* [Task objective]: Reproduce the data in full, exactly as it appears.

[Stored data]
• • • • •

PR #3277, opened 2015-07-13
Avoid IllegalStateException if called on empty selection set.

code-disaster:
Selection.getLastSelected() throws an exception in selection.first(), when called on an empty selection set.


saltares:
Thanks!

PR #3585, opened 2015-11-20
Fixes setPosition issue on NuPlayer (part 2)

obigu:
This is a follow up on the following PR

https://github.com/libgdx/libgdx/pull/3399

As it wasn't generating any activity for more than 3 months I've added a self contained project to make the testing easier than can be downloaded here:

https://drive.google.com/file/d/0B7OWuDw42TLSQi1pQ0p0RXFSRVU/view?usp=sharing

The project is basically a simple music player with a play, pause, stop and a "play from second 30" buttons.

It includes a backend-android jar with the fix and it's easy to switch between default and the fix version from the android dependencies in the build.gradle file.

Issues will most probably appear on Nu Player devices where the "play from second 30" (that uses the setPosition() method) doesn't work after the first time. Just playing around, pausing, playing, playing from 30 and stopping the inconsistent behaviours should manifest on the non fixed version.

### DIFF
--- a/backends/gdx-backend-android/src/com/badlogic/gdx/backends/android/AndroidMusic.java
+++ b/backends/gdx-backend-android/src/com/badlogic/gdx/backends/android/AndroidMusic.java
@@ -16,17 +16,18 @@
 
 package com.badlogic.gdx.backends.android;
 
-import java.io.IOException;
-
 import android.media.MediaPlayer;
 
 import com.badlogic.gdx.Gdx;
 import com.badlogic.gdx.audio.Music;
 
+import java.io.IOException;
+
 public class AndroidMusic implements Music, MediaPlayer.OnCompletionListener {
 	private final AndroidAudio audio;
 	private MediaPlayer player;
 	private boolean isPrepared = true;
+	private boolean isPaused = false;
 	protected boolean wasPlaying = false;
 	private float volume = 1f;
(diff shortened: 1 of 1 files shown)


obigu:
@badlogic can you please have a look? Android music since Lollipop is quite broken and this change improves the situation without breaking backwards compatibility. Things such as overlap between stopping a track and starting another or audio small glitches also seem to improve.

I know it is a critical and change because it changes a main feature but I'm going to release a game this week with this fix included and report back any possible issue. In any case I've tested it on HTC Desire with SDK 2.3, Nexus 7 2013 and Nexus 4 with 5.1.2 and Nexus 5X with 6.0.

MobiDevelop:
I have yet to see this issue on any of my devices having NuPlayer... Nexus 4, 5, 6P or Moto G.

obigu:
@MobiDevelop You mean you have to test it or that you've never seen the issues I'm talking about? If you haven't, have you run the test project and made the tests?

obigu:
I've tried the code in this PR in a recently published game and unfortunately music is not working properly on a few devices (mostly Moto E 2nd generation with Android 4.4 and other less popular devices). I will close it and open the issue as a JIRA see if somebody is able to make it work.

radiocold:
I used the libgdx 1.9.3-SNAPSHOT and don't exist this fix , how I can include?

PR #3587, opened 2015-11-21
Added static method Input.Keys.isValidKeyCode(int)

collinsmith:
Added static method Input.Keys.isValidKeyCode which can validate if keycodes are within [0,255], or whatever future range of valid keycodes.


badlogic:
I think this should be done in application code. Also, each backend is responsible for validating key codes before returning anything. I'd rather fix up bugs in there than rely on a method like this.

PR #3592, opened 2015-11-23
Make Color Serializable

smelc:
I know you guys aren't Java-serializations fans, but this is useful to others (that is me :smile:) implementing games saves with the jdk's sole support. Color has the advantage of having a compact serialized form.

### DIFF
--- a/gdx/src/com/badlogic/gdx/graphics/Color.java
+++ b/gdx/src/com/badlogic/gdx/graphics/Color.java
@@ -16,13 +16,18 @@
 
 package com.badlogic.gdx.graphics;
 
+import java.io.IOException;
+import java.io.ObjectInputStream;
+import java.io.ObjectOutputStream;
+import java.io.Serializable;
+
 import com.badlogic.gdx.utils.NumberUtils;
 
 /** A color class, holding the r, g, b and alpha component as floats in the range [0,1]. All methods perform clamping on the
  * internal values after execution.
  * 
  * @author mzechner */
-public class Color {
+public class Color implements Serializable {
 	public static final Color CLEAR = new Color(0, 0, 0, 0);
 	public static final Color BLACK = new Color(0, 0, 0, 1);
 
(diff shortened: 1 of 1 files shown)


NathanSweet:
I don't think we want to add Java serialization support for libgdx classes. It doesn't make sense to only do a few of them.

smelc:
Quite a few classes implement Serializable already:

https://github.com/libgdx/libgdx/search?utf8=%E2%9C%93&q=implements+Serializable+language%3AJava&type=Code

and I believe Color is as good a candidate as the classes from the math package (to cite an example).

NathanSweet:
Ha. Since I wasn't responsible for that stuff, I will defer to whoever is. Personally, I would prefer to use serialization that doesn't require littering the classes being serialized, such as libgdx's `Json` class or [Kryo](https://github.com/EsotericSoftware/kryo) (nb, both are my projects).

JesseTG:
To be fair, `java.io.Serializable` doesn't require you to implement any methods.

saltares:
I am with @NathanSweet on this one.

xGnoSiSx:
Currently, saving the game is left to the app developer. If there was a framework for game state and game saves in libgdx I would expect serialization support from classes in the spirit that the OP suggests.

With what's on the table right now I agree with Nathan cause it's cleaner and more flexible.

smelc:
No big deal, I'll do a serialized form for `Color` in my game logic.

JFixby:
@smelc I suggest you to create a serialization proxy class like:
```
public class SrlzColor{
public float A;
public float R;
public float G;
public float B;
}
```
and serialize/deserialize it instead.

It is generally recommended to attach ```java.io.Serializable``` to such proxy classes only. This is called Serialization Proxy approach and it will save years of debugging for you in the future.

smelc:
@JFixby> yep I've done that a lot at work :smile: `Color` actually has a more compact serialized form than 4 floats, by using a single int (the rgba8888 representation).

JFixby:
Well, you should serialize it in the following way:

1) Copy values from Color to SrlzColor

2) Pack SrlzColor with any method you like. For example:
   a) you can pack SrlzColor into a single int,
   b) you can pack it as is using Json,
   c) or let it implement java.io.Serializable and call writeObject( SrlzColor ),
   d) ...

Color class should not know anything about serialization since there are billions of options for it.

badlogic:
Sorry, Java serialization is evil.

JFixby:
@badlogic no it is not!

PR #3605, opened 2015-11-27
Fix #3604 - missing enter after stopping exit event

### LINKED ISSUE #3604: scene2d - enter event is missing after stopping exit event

• • • • •

* [Exercise result]:
PR #3277, opened 2015-07-13
Avoid IllegalStateException if called on empty selection set.

code-disaster:
Selection.getLastSelected() throws an exception in selection.first(), when called on an empty selection set.


saltares:
Thanks!

PR #3585, opened 2015-11-20
Fixes setPosition issue on NuPlayer (part 2)

obigu:
This is a follow up on the following PR

https://github.com/libgdx/libgdx/pull/3399

As it wasn't generating any activity for more than 3 months I've added a self contained project to make the testing easier than can be downloaded here:

https://drive.google.com/file/d/0B7OWuDw42TLSQi1pQ0p0RXFSRVU/view?usp=sharing

The project is basically a simple music player with a play, pause, stop and a "play from second 30" buttons.

It includes a backend-android jar with the fix and it's easy to switch between default and the fix version from the android dependencies in the build.gradle file.

Issues will most probably appear on Nu Player devices where the "play from second 30" (that uses the setPosition() method) doesn't work after the first time. Just playing around, pausing, playing, playing from 30 and stopping the inconsistent behaviours should manifest on the non fixed version.

### DIFF
--- a/backends/gdx-backend-android/src/com/badlogic/gdx/backends/android/AndroidMusic.java
+++ b/backends/gdx-backend-android/src/com/badlogic/gdx/backends/android/AndroidMusic.java
@@ -16,17 +16,18 @@
 
 package com.badlogic.gdx.backends.android;
 
-import java.io.IOException;
-
 import android.media.MediaPlayer;
 
 import com.badlogic.gdx.Gdx;
 import com.badlogic.gdx.audio.Music;
 
+import java.io.IOException;
+
 public class AndroidMusic implements Music, MediaPlayer.OnCompletionListener {
 	private final AndroidAudio audio;
 	private MediaPlayer player;
 	private boolean isPrepared = true;
+	private boolean isPaused = false;
 	protected boolean wasPlaying = false;
 	private float volume = 1f;
(diff shortened: 1 of 1 files shown)


obigu:
@badlogic can you please have a look? Android music since Lollipop is quite broken and this change improves the situation without breaking backwards compatibility. Things such as overlap between stopping a track and starting another or audio small glitches also seem to improve.

I know it is a critical and change because it changes a main feature but I'm going to release a game this week with this fix included and report back any possible issue. In any case I've tested it on HTC Desire with SDK 2.3, Nexus 7 2013 and Nexus 4 with 5.1.2 and Nexus 5X with 6.0.

MobiDevelop:
I have yet to see this issue on any of my devices having NuPlayer... Nexus 4, 5, 6P or Moto G.

obigu:
@MobiDevelop You mean you have to test it or that you've never seen the issues I'm talking about? If you haven't, have you run the test project and made the tests?

obigu:
I've tried the code in this PR in a recently published game and unfortunately music is not working properly on a few devices (mostly Moto E 2nd generation with Android 4.4 and other less popular devices). I will close it and open the issue as a JIRA see if somebody is able to make it work.

radiocold:
I used the libgdx 1.9.3-SNAPSHOT and don't exist this fix , how I can include?

PR #3587, opened 2015-11-21
Added static method Input.Keys.isValidKeyCode(int)

collinsmith:
Added static method Input.Keys.isValidKeyCode which can validate if keycodes are within [0,255], or whatever future range of valid keycodes.


badlogic:
I think this should be done in application code. Also, each backend is responsible for validating key codes before returning anything. I'd rather fix up bugs in there than rely on a method like this.

PR #3592, opened 2015-11-23
Make Color Serializable

smelc:
I know you guys aren't Java-serializations fans, but this is useful to others (that is me :smile:) implementing games saves with the jdk's sole support. Color has the advantage of having a compact serialized form.

### DIFF
--- a/gdx/src/com/badlogic/gdx/graphics/Color.java
+++ b/gdx/src/com/badlogic/gdx/graphics/Color.java
@@ -16,13 +16,18 @@
 
 package com.badlogic.gdx.graphics;
 
+import java.io.IOException;
+import java.io.ObjectInputStream;
+import java.io.ObjectOutputStream;
+import java.io.Serializable;
+
 import com.badlogic.gdx.utils.NumberUtils;
 
 /** A color class, holding the r, g, b and alpha component as floats in the range [0,1]. All methods perform clamping on the
  * internal values after execution.
  * 
  * @author mzechner */
-public class Color {
+public class Color implements Serializable {
 	public static final Color CLEAR = new Color(0, 0, 0, 0);
 	public static final Color BLACK = new Color(0, 0, 0, 1);
 
(diff shortened: 1 of 1 files shown)


NathanSweet:
I don't think we want to add Java serialization support for libgdx classes. It doesn't make sense to only do a few of them.

smelc:
Quite a few classes implement Serializable already:

https://github.com/libgdx/libgdx/search?utf8=%E2%9C%93&q=implements+Serializable+language%3AJava&type=Code

and I believe Color is as good a candidate as the classes from the math package (to cite an example).

NathanSweet:
Ha. Since I wasn't responsible for that stuff, I will defer to whoever is. Personally, I would prefer to use serialization that doesn't require littering the classes being serialized, such as libgdx's `Json` class or [Kryo](https://github.com/EsotericSoftware/kryo) (nb, both are my projects).

JesseTG:
To be fair, `java.io.Serializable` doesn't require you to implement any methods.

saltares:
I am with @NathanSweet on this one.

xGnoSiSx:
Currently, saving the game is left to the app developer. If there was a framework for game state and game saves in libgdx I would expect serialization support from classes in the spirit that the OP suggests.

With what's on the table right now I agree with Nathan cause it's cleaner and more flexible.

smelc:
No big deal, I'll do a serialized form for `Color` in my game logic.

JFixby:
@smelc I suggest you to create a serialization proxy class like:
```
public class SrlzColor{
public float A;
public float R;
public float G;
public float B;
}
```
and serialize/deserialize it instead.

It is generally recommended to attach ```java.io.Serializable``` to such proxy classes only. This is called Serialization Proxy approach and it will save years of debugging for you in the future.

smelc:
@JFixby> yep I've done that a lot at work :smile: `Color` actually has a more compact serialized form than 4 floats, by using a single int (the rgba8888 representation).

JFixby:
Well, you should serialize it in the following way:

1) Copy values from Color to SrlzColor

2) Pack SrlzColor with any method you like. For example:
   a) you can pack SrlzColor into a single int,
   b) you can pack it as is using Json,
   c) or let it implement java.io.Serializable and call writeObject( SrlzColor ),
   d) ...

Color class should not know anything about serialization since there are billions of options for it.

badlogic:
Sorry, Java serialization is evil.

JFixby:
@badlogic no it is not!

PR #3605, opened 2015-11-27
Fix #3604 - missing enter after stopping exit event

### LINKED ISSUE #3604: scene2d - enter event is missing after stopping exit event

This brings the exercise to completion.